Auf dem Originalrechner

Also: vielleicht liegt's an dir?

cu, tom

P.S.: Was heisst eigentlich semi-professionell in diesem Zusammenhang genau? Dass du ein paar Threads zu dem Thema überflogen hast? Oder die entsprechende Sektion im Handbuch?

----------

## Genone

Meine Meinung: who cares?

----------

## longinus

Sorry, wenn ich da falsch verstanden wurde, meinte wirklich die technsiche Seite und wollte da keinen Kampf BS gegen BS anzetteln.

Das mit den CFLAGS ist mir natürlich Klar, aber das ist ja nur der eine Teil der Sache, mit den USE Flags läßt sich halt meiner Meinung stärker Einfluß auf die Laufzeitgeschwindigkeit von betsimmten Programmen nehmen, z.B. ein Apache der auf das Nötige abgespeckt wurde, bietet weniger Angriffmöglichkeiten und müßte von der Theorie her in den Reaktionszeiten zulegen.

Habe etwa 4 Monate mir die Nächte um die Ohren geschlagen um das in der Praxis auf verschieden Pentium Systemen etwas zu verfolgen, aber die Ergebnisse waren leider sehr ernüchternd  :Sad: 

Zu meiner Aussage 'semi-Professionel' beschäftige mit seit etwa 22 Jahren mit Betriebssystemen, seit 12 Jahren beruflich, leider erst seit 1 1/2 Jahren intensiv mit Unix Derivaten, wesswegen ich das 'semi' anfügte.
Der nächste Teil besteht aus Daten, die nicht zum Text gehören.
PR #8826, opened 2021-03-12
Newlines are removed in preformatted text

falco2001:
Email signatures are in text format (15 perfect lines). They appear on the same line in the follow-ups making it impossible to read the follow-up!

Die Wechselwirkung aller Flags zueinander kenne ich deshalb noch nicht ausreichend genug, rein die Auswirkungen der Flags sind mir zumeißt bekannt.

----------

## tomvollerthun

 *longinus wrote:*   

> ein Apache der auf das Nötige abgespeckt wurde, bietet weniger Angriffmöglichkeiten

 

Ja, das stimmt zwar, aber mir ist nicht klar, wie daraus 

 *longinus wrote:*   

> und müßte von der Theorie her in den Reaktionszeiten zulegen.

 

gefolgert werden kann.

Mir ist keine Theorie bekannt, die die Angiffsmöglichkeiten auf Programme mit deren Reaktionszeiten korreliert: Es handelt sich meines Wissens um zwei verschiedene Aspekte Programme bzw. Algorithmen zu betrachten, nämlich die (Betriebs-) Sicherheit einerseits und die Performance, also die Ausführungsgeschwindigkeit.

Dabei sind auch wieder verschiedene Aspekte zu berücksichtigen, so wird in der Praxis zwischen der Reaktionsgeschwindigkeit und dem Durchsatz unterschieden.

Alles in allem wirkt die Schlussfolgerung, die du vornimmst etwas vorschnell. Zitierst du andere Quellen oder sind das eigene Überlegungen?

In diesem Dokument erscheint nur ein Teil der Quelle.